> What is being asked
Below are lines of data, and only some are wanted. Please repeat exactly those from the line that has "PR #1693, opened 2016-09-20" through the line that has "The initial version".

(Collected data)
_ _ _ _ _ _ _
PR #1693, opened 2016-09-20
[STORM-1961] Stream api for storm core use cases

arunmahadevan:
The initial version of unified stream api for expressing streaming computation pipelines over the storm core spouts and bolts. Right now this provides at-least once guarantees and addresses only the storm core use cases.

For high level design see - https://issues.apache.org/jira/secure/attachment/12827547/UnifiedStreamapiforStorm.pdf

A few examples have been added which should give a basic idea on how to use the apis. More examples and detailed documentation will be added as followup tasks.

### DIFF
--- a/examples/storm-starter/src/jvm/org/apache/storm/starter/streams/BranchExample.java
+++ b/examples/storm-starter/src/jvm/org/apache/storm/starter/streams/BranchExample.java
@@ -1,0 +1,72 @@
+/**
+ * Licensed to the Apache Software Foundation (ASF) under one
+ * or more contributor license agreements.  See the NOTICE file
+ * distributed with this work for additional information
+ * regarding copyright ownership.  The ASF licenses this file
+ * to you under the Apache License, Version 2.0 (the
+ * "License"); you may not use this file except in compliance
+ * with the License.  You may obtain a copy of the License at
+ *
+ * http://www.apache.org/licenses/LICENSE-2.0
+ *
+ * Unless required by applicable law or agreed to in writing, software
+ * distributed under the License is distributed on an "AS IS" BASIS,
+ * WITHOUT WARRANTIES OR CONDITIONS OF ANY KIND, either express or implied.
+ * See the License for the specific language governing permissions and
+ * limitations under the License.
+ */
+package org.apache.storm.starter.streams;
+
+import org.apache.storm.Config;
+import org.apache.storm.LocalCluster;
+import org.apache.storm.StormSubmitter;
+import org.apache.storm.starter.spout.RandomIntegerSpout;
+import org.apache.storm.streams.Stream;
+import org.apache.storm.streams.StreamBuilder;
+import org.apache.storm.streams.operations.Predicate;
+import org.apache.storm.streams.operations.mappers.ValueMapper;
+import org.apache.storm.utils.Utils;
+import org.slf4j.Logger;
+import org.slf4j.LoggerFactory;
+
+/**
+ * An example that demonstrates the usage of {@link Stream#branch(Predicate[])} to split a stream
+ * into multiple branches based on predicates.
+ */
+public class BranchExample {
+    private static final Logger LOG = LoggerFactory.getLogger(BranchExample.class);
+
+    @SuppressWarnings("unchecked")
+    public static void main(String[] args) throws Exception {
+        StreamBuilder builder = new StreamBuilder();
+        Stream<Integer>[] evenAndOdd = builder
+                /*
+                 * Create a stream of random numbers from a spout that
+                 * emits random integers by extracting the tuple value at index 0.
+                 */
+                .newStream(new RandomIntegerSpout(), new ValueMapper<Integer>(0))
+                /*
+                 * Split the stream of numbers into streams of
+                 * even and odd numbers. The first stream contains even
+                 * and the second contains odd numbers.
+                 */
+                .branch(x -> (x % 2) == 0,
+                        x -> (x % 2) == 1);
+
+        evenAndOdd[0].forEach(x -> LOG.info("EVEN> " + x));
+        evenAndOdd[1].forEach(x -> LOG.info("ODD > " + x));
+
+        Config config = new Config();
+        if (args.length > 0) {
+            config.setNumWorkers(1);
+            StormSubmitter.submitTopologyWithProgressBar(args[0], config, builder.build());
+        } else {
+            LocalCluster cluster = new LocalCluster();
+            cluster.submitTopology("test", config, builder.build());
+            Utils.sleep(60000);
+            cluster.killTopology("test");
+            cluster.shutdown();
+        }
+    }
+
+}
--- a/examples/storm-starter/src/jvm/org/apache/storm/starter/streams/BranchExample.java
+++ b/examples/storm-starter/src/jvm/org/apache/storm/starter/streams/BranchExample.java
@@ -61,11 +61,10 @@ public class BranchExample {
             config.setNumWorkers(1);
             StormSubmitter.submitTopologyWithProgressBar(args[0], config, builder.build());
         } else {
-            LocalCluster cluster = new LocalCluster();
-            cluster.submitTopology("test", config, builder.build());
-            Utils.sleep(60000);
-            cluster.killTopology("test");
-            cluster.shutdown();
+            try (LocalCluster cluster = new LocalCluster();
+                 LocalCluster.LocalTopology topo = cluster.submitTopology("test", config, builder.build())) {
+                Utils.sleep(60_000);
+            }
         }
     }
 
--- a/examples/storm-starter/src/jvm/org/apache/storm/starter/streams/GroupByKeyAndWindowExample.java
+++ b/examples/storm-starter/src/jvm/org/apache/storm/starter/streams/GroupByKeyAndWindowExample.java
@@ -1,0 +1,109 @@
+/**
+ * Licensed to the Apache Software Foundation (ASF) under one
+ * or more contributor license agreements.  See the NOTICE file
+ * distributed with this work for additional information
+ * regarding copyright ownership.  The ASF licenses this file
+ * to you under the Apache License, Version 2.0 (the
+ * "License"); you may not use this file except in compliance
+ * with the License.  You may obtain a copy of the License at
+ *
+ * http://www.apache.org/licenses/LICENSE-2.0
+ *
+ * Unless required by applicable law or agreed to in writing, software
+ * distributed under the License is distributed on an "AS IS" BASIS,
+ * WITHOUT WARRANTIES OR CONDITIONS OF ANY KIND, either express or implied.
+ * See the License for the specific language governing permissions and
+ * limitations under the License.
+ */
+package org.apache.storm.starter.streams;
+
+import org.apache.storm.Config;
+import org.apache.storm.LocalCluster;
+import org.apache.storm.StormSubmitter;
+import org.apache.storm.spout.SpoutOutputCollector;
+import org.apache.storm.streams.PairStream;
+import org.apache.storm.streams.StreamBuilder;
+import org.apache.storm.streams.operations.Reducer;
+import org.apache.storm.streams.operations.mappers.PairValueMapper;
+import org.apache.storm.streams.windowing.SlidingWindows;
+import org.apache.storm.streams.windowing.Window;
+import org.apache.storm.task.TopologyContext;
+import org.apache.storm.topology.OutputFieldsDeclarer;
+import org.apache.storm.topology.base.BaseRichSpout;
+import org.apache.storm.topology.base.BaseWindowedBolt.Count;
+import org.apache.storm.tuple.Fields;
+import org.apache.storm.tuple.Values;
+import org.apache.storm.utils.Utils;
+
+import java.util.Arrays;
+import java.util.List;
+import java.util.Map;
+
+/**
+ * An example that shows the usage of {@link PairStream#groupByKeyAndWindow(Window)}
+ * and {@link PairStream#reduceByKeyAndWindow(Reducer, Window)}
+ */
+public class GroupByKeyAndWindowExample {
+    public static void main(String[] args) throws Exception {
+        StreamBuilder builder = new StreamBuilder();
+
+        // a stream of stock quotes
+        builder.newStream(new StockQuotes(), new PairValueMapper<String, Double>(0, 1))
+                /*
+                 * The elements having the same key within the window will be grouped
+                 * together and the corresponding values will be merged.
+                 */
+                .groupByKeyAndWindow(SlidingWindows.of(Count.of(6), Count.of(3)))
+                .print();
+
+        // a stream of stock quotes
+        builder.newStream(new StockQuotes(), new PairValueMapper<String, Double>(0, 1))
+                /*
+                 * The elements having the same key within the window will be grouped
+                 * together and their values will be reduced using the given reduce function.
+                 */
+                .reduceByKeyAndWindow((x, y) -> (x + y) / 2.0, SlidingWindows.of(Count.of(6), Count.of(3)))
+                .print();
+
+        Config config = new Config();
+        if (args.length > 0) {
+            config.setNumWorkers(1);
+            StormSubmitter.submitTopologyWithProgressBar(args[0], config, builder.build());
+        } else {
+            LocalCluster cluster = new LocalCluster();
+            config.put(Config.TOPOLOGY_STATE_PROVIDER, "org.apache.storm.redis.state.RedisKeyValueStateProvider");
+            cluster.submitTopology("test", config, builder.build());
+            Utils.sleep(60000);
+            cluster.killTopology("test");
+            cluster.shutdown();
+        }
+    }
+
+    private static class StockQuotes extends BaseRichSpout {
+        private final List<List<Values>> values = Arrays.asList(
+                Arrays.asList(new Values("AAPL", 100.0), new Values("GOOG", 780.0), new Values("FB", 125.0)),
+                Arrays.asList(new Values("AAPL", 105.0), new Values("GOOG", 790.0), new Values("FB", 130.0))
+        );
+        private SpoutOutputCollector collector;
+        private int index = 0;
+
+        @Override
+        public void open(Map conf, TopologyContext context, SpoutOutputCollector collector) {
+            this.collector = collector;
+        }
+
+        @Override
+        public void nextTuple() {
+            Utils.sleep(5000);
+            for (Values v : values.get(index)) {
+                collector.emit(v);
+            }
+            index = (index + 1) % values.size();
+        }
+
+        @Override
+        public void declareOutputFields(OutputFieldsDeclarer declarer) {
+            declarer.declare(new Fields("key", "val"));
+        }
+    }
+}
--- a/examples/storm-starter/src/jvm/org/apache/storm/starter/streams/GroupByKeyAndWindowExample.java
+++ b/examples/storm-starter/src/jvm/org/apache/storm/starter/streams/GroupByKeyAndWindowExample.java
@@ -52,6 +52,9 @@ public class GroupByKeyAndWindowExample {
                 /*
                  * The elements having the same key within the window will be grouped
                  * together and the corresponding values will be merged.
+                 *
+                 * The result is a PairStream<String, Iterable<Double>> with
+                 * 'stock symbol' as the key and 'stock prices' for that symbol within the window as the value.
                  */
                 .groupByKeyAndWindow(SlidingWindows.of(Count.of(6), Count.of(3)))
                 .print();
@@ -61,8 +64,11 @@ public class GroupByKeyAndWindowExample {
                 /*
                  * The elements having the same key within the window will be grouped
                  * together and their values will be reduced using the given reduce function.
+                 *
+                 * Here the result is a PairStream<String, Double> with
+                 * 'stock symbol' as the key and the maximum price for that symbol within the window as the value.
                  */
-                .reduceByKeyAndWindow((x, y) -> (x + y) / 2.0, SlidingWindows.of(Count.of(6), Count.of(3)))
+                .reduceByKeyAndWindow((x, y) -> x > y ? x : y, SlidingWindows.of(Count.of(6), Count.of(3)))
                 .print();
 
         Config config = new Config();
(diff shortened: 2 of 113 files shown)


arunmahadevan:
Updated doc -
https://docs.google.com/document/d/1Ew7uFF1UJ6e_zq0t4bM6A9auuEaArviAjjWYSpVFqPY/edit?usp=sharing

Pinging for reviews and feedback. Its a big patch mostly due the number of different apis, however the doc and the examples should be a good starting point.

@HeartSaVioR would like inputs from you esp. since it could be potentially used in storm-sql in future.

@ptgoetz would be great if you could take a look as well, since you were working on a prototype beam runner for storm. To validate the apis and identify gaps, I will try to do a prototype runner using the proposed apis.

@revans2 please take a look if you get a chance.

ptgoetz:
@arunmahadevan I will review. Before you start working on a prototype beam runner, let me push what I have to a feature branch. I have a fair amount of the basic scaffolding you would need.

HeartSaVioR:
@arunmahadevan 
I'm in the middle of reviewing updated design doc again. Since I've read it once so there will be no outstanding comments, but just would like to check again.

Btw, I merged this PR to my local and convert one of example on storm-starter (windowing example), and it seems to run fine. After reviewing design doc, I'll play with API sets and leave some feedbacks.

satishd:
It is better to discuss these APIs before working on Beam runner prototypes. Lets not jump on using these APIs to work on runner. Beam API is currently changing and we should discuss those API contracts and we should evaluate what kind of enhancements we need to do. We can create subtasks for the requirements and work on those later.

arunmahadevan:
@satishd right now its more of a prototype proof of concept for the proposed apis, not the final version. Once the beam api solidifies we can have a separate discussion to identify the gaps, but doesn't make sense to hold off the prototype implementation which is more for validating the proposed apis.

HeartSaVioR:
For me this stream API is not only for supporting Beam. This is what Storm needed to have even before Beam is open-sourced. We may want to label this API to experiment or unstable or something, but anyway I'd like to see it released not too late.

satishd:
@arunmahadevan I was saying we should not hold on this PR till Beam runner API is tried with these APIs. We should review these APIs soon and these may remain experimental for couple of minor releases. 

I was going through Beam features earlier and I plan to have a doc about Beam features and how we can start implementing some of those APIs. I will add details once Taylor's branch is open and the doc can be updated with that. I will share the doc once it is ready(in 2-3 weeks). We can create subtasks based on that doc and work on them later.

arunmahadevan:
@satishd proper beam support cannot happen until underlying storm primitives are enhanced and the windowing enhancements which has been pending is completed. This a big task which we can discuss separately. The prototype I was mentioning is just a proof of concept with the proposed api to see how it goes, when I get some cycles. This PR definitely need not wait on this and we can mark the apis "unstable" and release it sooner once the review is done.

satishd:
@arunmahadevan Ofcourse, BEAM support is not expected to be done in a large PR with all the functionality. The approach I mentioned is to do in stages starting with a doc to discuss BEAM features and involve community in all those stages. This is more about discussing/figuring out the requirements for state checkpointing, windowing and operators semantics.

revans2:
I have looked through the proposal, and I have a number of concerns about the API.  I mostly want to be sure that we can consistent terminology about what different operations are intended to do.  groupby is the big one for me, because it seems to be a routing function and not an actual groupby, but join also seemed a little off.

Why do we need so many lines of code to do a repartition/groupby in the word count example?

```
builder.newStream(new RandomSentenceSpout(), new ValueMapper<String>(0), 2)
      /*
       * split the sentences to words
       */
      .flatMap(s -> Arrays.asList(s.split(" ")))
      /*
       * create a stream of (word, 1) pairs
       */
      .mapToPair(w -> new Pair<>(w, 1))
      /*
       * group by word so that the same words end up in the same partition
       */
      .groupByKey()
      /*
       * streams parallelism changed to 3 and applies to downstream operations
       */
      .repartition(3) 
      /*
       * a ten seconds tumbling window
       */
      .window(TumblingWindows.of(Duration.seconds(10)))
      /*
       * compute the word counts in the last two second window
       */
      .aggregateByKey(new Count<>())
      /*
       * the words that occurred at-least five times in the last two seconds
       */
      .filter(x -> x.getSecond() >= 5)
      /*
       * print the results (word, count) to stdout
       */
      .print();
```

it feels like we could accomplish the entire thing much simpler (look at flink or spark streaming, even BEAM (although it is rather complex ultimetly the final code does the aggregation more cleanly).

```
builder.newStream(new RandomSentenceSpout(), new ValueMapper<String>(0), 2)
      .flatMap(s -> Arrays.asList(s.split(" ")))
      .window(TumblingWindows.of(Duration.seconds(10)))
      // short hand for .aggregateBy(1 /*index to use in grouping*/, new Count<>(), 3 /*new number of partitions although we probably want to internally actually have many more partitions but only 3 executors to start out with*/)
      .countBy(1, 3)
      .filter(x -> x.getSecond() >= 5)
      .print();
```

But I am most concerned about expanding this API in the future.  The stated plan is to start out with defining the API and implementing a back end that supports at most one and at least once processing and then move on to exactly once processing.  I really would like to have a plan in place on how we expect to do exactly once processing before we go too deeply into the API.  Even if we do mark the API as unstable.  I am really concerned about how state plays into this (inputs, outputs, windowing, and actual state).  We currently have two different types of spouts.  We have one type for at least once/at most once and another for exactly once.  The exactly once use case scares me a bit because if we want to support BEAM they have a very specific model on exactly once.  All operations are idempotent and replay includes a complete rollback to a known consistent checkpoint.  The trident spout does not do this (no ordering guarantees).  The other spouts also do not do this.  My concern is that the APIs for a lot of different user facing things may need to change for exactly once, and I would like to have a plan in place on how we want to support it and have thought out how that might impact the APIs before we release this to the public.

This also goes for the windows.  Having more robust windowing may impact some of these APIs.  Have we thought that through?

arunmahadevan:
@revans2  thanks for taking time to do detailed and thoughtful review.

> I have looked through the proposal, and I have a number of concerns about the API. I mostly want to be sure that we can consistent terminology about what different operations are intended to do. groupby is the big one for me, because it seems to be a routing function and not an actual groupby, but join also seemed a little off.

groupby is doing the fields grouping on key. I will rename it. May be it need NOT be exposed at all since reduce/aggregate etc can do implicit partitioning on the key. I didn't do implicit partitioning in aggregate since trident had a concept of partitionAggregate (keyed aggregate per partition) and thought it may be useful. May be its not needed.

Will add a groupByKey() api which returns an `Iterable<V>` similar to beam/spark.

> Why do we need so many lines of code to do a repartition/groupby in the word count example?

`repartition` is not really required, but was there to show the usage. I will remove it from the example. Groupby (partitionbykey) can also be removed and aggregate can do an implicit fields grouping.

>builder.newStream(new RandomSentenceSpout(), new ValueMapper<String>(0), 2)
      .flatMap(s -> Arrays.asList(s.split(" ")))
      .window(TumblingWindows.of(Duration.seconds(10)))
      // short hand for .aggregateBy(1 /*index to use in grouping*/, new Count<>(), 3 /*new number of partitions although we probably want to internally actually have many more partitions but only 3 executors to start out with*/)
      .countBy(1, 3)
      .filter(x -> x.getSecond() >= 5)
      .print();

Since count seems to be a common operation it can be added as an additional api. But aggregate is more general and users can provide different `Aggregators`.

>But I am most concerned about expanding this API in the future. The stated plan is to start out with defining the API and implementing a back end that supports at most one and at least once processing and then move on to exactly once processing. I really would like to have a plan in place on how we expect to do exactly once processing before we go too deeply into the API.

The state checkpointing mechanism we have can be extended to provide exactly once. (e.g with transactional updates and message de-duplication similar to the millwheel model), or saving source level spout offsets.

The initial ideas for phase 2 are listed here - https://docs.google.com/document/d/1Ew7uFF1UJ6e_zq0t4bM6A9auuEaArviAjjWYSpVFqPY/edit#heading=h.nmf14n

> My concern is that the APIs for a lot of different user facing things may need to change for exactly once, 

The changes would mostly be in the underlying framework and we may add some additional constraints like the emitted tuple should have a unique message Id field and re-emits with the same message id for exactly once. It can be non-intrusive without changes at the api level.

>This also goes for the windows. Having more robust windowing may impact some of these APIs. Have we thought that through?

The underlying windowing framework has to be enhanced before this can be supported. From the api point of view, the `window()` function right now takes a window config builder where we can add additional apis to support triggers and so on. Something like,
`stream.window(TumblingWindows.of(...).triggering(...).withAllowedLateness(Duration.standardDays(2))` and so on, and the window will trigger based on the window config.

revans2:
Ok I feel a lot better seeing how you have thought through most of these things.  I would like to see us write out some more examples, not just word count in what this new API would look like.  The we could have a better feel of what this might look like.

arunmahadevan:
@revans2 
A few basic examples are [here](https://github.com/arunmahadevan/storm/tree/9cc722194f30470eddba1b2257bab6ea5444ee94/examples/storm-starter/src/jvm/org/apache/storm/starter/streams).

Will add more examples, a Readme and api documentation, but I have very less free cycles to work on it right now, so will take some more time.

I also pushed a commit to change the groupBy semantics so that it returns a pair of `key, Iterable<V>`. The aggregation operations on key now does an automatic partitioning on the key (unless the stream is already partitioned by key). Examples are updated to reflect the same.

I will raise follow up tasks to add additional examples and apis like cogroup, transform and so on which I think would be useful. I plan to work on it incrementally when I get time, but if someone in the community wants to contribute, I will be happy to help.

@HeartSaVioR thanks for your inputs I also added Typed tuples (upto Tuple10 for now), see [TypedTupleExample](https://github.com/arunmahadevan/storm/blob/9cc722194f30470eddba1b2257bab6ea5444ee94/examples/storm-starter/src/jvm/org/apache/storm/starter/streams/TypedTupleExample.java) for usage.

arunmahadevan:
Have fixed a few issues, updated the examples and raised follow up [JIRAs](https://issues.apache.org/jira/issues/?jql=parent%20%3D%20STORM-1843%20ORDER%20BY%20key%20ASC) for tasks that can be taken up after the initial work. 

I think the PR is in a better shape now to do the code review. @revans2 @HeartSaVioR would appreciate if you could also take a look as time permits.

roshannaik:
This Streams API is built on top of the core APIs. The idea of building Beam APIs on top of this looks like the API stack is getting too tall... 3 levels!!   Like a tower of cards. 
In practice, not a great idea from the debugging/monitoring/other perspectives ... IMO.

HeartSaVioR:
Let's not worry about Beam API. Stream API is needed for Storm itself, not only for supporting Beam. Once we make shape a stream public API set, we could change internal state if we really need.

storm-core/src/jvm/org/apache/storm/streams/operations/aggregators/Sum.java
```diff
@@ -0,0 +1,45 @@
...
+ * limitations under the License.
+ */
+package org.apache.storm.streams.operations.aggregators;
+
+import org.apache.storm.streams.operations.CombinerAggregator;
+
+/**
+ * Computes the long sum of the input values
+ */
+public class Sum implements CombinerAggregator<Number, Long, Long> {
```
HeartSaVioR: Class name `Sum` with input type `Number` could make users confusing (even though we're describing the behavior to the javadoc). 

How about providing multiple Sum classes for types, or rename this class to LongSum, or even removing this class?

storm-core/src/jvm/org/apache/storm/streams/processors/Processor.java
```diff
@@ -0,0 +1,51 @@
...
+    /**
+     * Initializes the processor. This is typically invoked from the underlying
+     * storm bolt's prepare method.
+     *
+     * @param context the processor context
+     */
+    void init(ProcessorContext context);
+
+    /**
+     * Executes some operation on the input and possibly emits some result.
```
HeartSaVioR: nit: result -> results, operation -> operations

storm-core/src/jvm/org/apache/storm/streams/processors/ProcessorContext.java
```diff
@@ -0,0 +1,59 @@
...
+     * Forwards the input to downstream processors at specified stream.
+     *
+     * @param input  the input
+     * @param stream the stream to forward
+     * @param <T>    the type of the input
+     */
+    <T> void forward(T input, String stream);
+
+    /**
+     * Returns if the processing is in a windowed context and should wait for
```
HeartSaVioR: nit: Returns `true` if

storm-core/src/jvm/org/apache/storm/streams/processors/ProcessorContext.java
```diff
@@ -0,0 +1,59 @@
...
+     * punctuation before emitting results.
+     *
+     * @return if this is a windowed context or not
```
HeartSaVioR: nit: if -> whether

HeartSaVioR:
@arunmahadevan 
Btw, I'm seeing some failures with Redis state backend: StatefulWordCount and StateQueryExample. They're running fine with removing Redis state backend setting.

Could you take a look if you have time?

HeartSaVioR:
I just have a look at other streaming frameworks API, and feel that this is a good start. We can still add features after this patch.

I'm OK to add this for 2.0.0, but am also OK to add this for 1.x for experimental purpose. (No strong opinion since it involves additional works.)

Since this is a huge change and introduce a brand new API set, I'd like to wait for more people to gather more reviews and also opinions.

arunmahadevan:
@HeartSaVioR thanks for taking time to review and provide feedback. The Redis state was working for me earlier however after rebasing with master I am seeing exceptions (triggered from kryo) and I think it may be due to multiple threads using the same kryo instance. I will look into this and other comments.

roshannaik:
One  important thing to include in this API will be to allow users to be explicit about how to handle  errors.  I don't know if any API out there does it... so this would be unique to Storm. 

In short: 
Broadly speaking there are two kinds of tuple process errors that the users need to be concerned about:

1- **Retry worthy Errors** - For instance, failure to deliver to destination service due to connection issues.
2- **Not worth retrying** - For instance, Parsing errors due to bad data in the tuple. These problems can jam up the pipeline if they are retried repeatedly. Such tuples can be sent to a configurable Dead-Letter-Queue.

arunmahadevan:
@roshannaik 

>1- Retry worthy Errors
_ _ _ _ _ _ _
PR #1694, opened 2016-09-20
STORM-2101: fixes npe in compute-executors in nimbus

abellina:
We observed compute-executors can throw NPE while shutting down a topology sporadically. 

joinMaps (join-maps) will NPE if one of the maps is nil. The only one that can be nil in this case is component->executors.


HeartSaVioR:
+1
_ _ _ _ _ _ _
> Response to the task
PR #1693, opened 2016-09-20
[STORM-1961] Stream api for storm core use cases

arunmahadevan:
The initial version of unified stream api for expressing streaming computation pipelines over the storm core spouts and bolts. Right now this provides at-least once guarantees and addresses only the storm core use cases.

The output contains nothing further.